Many thanks for any advice.

Janitta


----------



## goodvic2 (Nov 23, 2008)

Hi

Dogs love human Company so I guess it is to be expected. 

I have never had a puppy, only ever taken in adult dogs. I also have 4 dogs so they are never on their own

You just have to stick with it or else have him In your bedroom

X


----------



## Sarah H (Jan 18, 2014)

10 pm until 5.30 am is VERY good for a 13 week old puppy as it is almost 8 hours. Most young puppies can't hold it for 8 hours so he's doing really well!

I personally would take him out an hour later so he gets up later in the morning (but I'm lazy ), and work backwards in time, i.e. take him out at 11 pm then over the course of a couple of weeks take him out 5 mins earlier each day or so (10.55, 10.50 etc etc) until you reach the time you want to go to bed normally. Hopefully then he'll still get up at 6.30 instead of 5.30 am.
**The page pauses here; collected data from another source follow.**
PR #2249, opened 2015-08-14
cross-arm-linux-musleabihf: fix unresolved extern

pullmoll:
When linking against libgcc.a, there is an unresolved (in musl libc) external
__write() referenced from libgcc/config/arm/linux-atomic-64bit.c,
so make the patch replace it with libc write(2).

See: http://build.voidlinux.eu/builders/armv6l-musl_builder/builds/2991/steps/shell_3/logs/stdio

### DIFF
--- a/srcpkgs/cross-aarch64-linux-musl/template
+++ b/srcpkgs/cross-aarch64-linux-musl/template
@@ -11,7 +11,7 @@ _sysroot="/usr/${_triplet}"
 
 pkgname=cross-${_triplet}
 version=0.20
-revision=1
+revision=2
 short_desc="Cross toolchain for ARM64 LE target (musl)"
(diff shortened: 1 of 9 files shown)


xtraeme:
Is this also necessary for `cross-armv7l-linux-musl` ?

pullmoll:
As far as I've seen errors, no, for unknown reasons. IMO it can't hurt to also update the other pkgs depending on gcc/files/gcc-4.9.2-musl.diff, because write(2) should always be available.

xtraeme:
@pullmoll agreed, feel free to make the changes.

pullmoll:
@xtraeme there you go, every pkg using gcc-4.9.2-musl.diff revbumped.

Another thing to do is get up and go down before he hears you moving around. So say 5 in the morning and let him out for a wee, but don't really interact and afterwards go back upstairs and continue the morning routine. You could even give him a stuffed kong or other chew toy to keep him entertained before you all come downstairs. And then, only when you are all up and ready to interact with the puppy do you give him a good fuss, play and brekkie, so he learns that only when you are all up and actually instigate interaction is it time to be up and about.

Our dogs go out between 11 and midnight, then in the morning go out at between 7.30 and 8. We don't really interact it's just an 'out you go doggies' and then back upstairs to get dressed etc. It's not for another half an hour or so before someone is back downstairs and they actually get proper 'hello' and their breakfast.
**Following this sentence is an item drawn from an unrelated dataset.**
PR #2250, opened 2015-08-14
Adding saltstack into the void:

niamtokik:
Hi everyone,

Here my first pull request for adding saltstack into void linux. I've tested it on my own laptop. If you have any remarks, please, say it! :)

It will take him a while to settle into a new routine but it's good to set the one you want as early as possible for them to learn.

Hope this helps! Good luck!


----------



## missnaomi (Jun 4, 2010)

I think this is really good!
I've had a few puppies and a number of rescue dogs and after spending the night downstairs all made a noise in the morning when they heard us at first.

I have now got a 7 month old puppy, and he is fantastic, now he'll happily sleep for 9+ hours, especially after a busy day  but it's been pretty gradual to build up to that. During the week my bedtime is late (after 11) and I get up before 6, so at weekends I normally pop down and let him out to the toilet, not long after normal getting up time and then put him back to bed - or if I'm feeling really soft, bring him back up to bed with me! When he was the age of your puppy, I would be going to bed at nearly 12 and up at about 5.30 to let him out, and then just built it up gradually - but we haven't had any accidents in the house. When I was ill with flu and wanted to go to bed at 8pm, I let him sleep in my room so that I would know if he needed to go out - and he let me know when he needed the toilet, and then came back to bed!


----------



## ickleme79 (Feb 5, 2014)

Thanks for the replies, I was wondering if I was expecting too much, he is still only a baby after all. 

I've never experienced this with any of the other puppies I've had so this is new to me, I was expecting the crying during the night for a while but not for 6 weeks and when we are just popping to the loo in the night.

He does seem to be getting better, we've been making an effort to get up during the night, flush the loo then back to bed. Now I find he seems to cry till he hears the toilet flush, then he waits to see if it's silent, if it is he tends to settle within minutes. 

It's just a bit of a stress in the morning because his cries get louder as he knows we're getting up, his bark is getting pretty loud now too.

But, I do think we are getting somewhere, thanks again


----------